Re: Issues with box with very large number of CPU cores

Posted: Sat Mar 28, 2020 3:01 pm
by Joe_H
The researchers setting up the folding projects have limited access to systems having many CPU cores, so often have no data to set an upper limit on CPU threads for assignment. Sometimes pausing and changing the thread count to a lower value will work, will mention usable thread counts later.

They do have some ability to test up to about 32 threads on a regular basis, and there are CPU projects that will assign to 16+ threads and work up to some maximum number. What I would suggest is set up several CPU folding slots, with thread counts that you have seen working on your servers. The total threads between the slot should not exceed what your CPUs can provide.

Usable thread counts will be multiples of 2, 3 and sometimes 5. The Gromacs code used in the folding cores has problems with multiples of larger primes greater than or equal to 7. Multiples of 5 sometimes cause problems, they try to identify projects where that is an issue, but some are found after being out for a while.

If you do run into WU's from a project that give the decomposition error message, if you report on the project number and what thread count it failed at, we can forward that information to the researcher to adjust the limits.

Re: Issues with box with very large number of CPU cores

Posted: Sat Mar 28, 2020 3:08 pm
by Neil-B
My guess would be one client with say three 32 slots or four 24 slots should (these use the available threads nicely) … Going smaller helps avoid some of the availability issues but the bigger the slots the faster the WUs turn round … Finding the sweet spot whilst avoiding core values that are divisible by larger (say 7 or above) primes is a sport :) … There are a number of threads which work into this in detail (search prime should find you most of them) … I am currently picking up WUs at 24core and 30core back to back - but I have got the advanced client-type flag set which may explain why I am constantly getting WUs.

Re: Issues with box with very large number of CPU cores

Posted: Sat Mar 28, 2020 3:20 pm
by EXT64
For a lot of projects it is a minefield above 24 threads. On new projects I'm trying to help test up to 128t, but testing every combination can be tedious. And unfortunately since the bigadv and big flags are deprecated, we have no way to discriminate.

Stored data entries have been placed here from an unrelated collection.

PR #4710, opened 2016-05-06
Add Config utility classes

phlax:
Wraps pootle_config and allows Site, Model, and Object config to be represented as dictionaries, eg

```python
>>> from pootle_config.utils import SiteConfig, ModelConfig, ObjectConfig
>>> site_conf = SiteConfig()
>>> site_conf["foo"] = "bar"
>>> site_conf["foo"]
"bar"
>>> SiteConfig()["foo"]
"bar"
>>> from pootle_project.models import Project
>>> model_conf = ModelConfig(Project)
>>> model_conf["foo"] = "bar2"
>>> ModelConfig(Project)["foo"]
"bar2"
>>> from pootle_project.models import Project
>>> object_conf = ObjectConfig(Project.objects.first())
>>> object_conf["foo"] = "bar3"
>>> ObjectConfig(Project.objects.first())["foo"]
"bar3"
```

### DIFF
--- a/pootle/apps/pootle_config/managers.py
+++ b/pootle/apps/pootle_config/managers.py
@@ -93,7 +93,7 @@ class ConfigQuerySet(models.QuerySet):
                 conf = conf.filter(key__in=key)
         elif key is not None:
             conf = conf.filter(key=key)
-        for item in conf:
+        for item in conf.order_by("key", "pk"):
             # dont use values_list to trigger to_python
             conf_list.append((item.key, item.value))
         return conf_list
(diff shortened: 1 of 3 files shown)


pootle/apps/pootle_config/managers.py
```diff
@@ -93,7 +93,7 @@ def list_config(self, key=None, model=None):
                 conf = conf.filter(key__in=key)
         elif key is not None:
             conf = conf.filter(key=key)
-        for item in conf:
+        for item in conf.order_by("key", "pk"):
```
ta2-1: why is this necessary?

phlax: because there may be multiple k/v pairs with same k, this ensures it gets the last - which is at least predictable

phlax: but i certainly thought about making this configurable - because most times you dont care

ta2-1:
lgtm

PR #4711, opened 2016-05-06
Lang mapper

phlax:
Adds a language mapper with presets for Projects

At the moment its not hooked up (other than in pootle_fs), but im thinking that Store.update/sync should also respect any configured lang mappings.

initial docs here https://github.com/translate/pootle/wiki/DocsDevLangMapper

### DIFF
--- a/pootle/apps/pootle_project/lang_mapper.py
+++ b/pootle/apps/pootle_project/lang_mapper.py
@@ -1,0 +1,129 @@
+# -*- coding: utf-8 -*-
+#
+# Copyright (C) Pootle contributors.
+#
+# This file is a part of the Pootle project. It is distributed under the GPL3
+# or later license. See the LICENSE file for a copy of the license and the
+# AUTHORS file for copyright and authorship information.
+
+import logging
+from collections import OrderedDict
+
+from django.utils.functional import cached_property
+from django.utils.lru_cache import lru_cache
+
+from pootle_config.utils import SiteConfig
+from pootle_language.models import Language
+
+
+logger = logging.getLogger(__name__)
+
+
+class ProjectLanguageMapper(object):
+    """For a given code find the relevant Pootle lang taking account of any
+    lang mapping configuration.
+
+    Presets can be defined with a dictionary of named mappings on the site_config
+    `pootle.core.lang_mapping_presets`.
+
+    Presets are enabled with a list on the project_config
+    `pootle.core.use_lang_mapping_presets`.
+
+    Lang mappings can also be configured per-project using the config setting
+    `pootle.core.lang_mapping`, which should be a k, v dictionary of
+    upstream_code, pootle_code. This will override any mappings in configured
+    presets.
+    """
+
+    def __init__(self, project):
+        self.project = project
+
+    def __getitem__(self, k):
+        return self.get_lang(k)
+
+    def __contains__(self, k):
+        return self.get_lang(k) and True or False
+
+    @cached_property
+    def site_config(self):
+        return SiteConfig()
+
+    @property
+    def site_presets(self):
+        """Get the pret mappings from the site config"""
+        return OrderedDict(
+            self.site_config.get(
+                "pootle.core.lang_mapping_presets", {}))
+
+    @property
+    def project_presets(self):
+        """Get the projects mapping from the Project.config"""
+        return self.project.config.get(
+            "pootle.core.use_lang_mapping_presets", [])
+
+    @property
+    def project_mappings(self):
+        """Get the projects mapping from the Project.config"""
+        return OrderedDict(
+            self.project.config.get(
+                "pootle.core.lang_mapping", {}))
+
+    @property
+    def mappings_from_presets(self):
+        mappings = OrderedDict()
+        for preset_name in self.project_presets:
+            if preset_name not in self.site_presets:
+                logger.warning(
+                    "Unrecognised lang mapping preset: %s"
+                    % preset_name)
+                continue
+            mappings.update(self.site_presets[preset_name])
+        return mappings
+
+    @cached_property
+    def lang_mappings(self):
+        """Language mappings after Project.config and presets are parsed"""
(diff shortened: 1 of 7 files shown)


pootle/apps/pootle_project/lang_mapper.py
```diff
@@ -0,0 +1,96 @@
...
+    def _parse_mappings(self):
+        self._mapping = OrderedDict()
+
+        for k, v in self.project_mapping.items():
+            if k.startswith("$"):
+                preset = self.site_presets.get(v, None)
+                if not preset:
+                    logger.warning(
+                        "Unrecognised lang mapping preset: %s" % preset)
+                else:
```
unho: Nit: We can avoid the `else` by using `continue`.

pootle/apps/pootle_project/lang_mapper.py
```diff
@@ -0,0 +1,96 @@
...
+            return Language.objects.get(
+                code=self.get_pootle_code(lang_code))
+        except Language.DoesNotExist:
+            return None
+
+    def get_pootle_code(self, lang_code):
+        return self.lang_mappings.get(lang_code, lang_code)
+
+    def _add_lang_to_mapping(self, k, v):
+        # as its a 1-2-1 mapping remove any previous items with
```
unho: "1 to 1"?

pootle/apps/pootle_project/lang_mapper.py
```diff
@@ -0,0 +1,96 @@
...
+
+    @lru_cache()
+    def get_lang(self, lang_code):
+        try:
+            return Language.objects.get(
+                code=self.get_pootle_code(lang_code))
+        except Language.DoesNotExist:
+            return None
+
+    def get_pootle_code(self, lang_code):
```
unho: Nit: I would put `get_pootle_code` and `get_upstream_code` one after the other.

pootle/apps/pootle_project/lang_mapper.py
```diff
@@ -0,0 +1,96 @@
...
+            for _k, _v in self._mapping.items():
+                if v == _v:
+                    del self._mapping[_k]
+                    break
+        self._mapping[k] = v
+
+    def _parse_mappings(self):
+        self._mapping = OrderedDict()
+
+        for k, v in self.project_mapping.items():
```
unho: `k` and `v` do not convey any information. But I see that above `fs_code` and `pootle_code` are used, and those are easier to understand.

pootle/apps/pootle_project/lang_mapper.py
```diff
@@ -0,0 +1,96 @@
...
+from pootle_language.models import Language
+
+
+logger = logging.getLogger(__name__)
+
+
+class LanguageMapper(object):
+    """For a given code find the relevant pootle lang taking account of any
+    lang mapping configuration
+
```
unho: Unneeded blank line.

unho:
I guess that the purpose of this code is to match Pootle language code (for example `ne`) to the code used in the filesystem (for example `ne_NP`), isn't it? I am asking because I don't feel this is explained at all. It would be nice to have at least some docstrings explaining it.

phlax:
@unho you are right on both accounts.

As this is configured with `pootle config` and currently is not hooked into anything (other than pootle_fs) i would like to land as is, with some docs and a PR to hook in properly to follow shortly after.

adding some docstrings now...

pootle/apps/pootle_project/lang_mapper.py
```diff
@@ -0,0 +1,110 @@
...
+                preset = self.site_presets.get(pootle_code, None)
+                if not preset:
+                    logger.warning(
+                        "Unrecognised lang mapping preset: %s" % preset)
+                    continue
+                for preset_upstream_code, preset_pootle_code in preset:
+                    self._add_lang_to_mapping(
+                        preset_upstream_code,
+                        preset_pootle_code)
+            else:
```
unho: This `else` can also be avoided by using `continue`.

unho:
I checked docstrings and I still don't see any real example. I think a real example might help understanding the purpose.

pootle/apps/pootle_project/lang_mapper.py
phlax: im not so sure that is more readable tbh

pootle/apps/pootle_project/lang_mapper.py
```diff
@@ -0,0 +1,110 @@
...
+
+from pootle.core.delegate import config
+from pootle_language.models import Language
+
+
+logger = logging.getLogger(__name__)
+
+
+class LanguageMapper(object):
+    """For a given code find the relevant pootle lang taking account of any
```
unho: Pootle language

pootle/apps/pootle_project/lang_mapper.py
unho: k

unho:
lgtm

tests/misc/lang_mapper.py
```diff
@@ -0,0 +1,201 @@
...
+     ["bar",
+      [["testbar1", "en"],
+       ["testbar2", "language1"],
+       ["testbar3", "language0"],
+       ["testbar4", "bar"]]],
+     ["baz",
+      [["testbaz1", "en"],
+       ["testbaz2", "language1"],
+       ["testbaz3", "language0"],
+       ["testbaz4", "baz"]]]])
```
dwaynebailey: foo, bar, baz makes it frustratingly hard to understand what exactly is being tested.  Real codes for real languages would have helped way way more.

phlax: ill rename test[foo|bar|baz] to "upstream_code_n"

phlax: and for the preset names `preset_n`

ta2-1:
@phlax great work. thanks. Looks very good after you added `pootle.core.use_lang_mapping_presets`. GTM.

PR #4713, opened 2016-05-06
fix update_stores not changing fuzzy state

cloph:
regression from 80d35df2b2c3987470873c541c288dc95c0ec79e
ignoring change in state makes it impossible to update the fuzzy state
of a translatin unit by modifying the files on disk, and running
update_stores. With state ignored in the comparison, those changes are
silently ignored (and thenget overridden again on next sync_stores)


phlax:
@cloph thanks for this, its really helpful.

Ill take a look at why the test is failing and merge

cloph:
thx for finishing up properly :)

At this time there are only a couple options. You can try without HT to reduce "core" count with minimal performance loss. Some projects will likely still fail on larger systems.

Option 2 is to run multiple slots (24 or less threads) per system. Recognize though that although this will increase throughput, QRB will punish you and your PPD will likely plummet. Also in many cases skipping HT can help the scheduler keep things from making too big of a mess. I would also recommend running Linux with numactl if you have a multi-socket system.

Typically 64, 48, 32 core counts work ok on many projects, but even those will explode on some of the smaller projects.

Re: Issues with box with very large number of CPU cores

Posted: Sat Mar 28, 2020 3:52 pm
by _r2w_ben
For average desktop GPUs, GROMACS splits the work up based on the number of cores using PP ranks. With these high core scenarios, cores are divided into two sets: PP ranks and PME ranks. (See page 63 of the manual. PME is 25-33% of the load.)

From your log, 96 was split into 72 PP ranks and 24 PME ranks.

If you want to aim for maximum threads on one work unit, I would try for 64 PP ranks. Keeping the 25-33% in mind, this would mean a core count between 80 and 86 on the slot.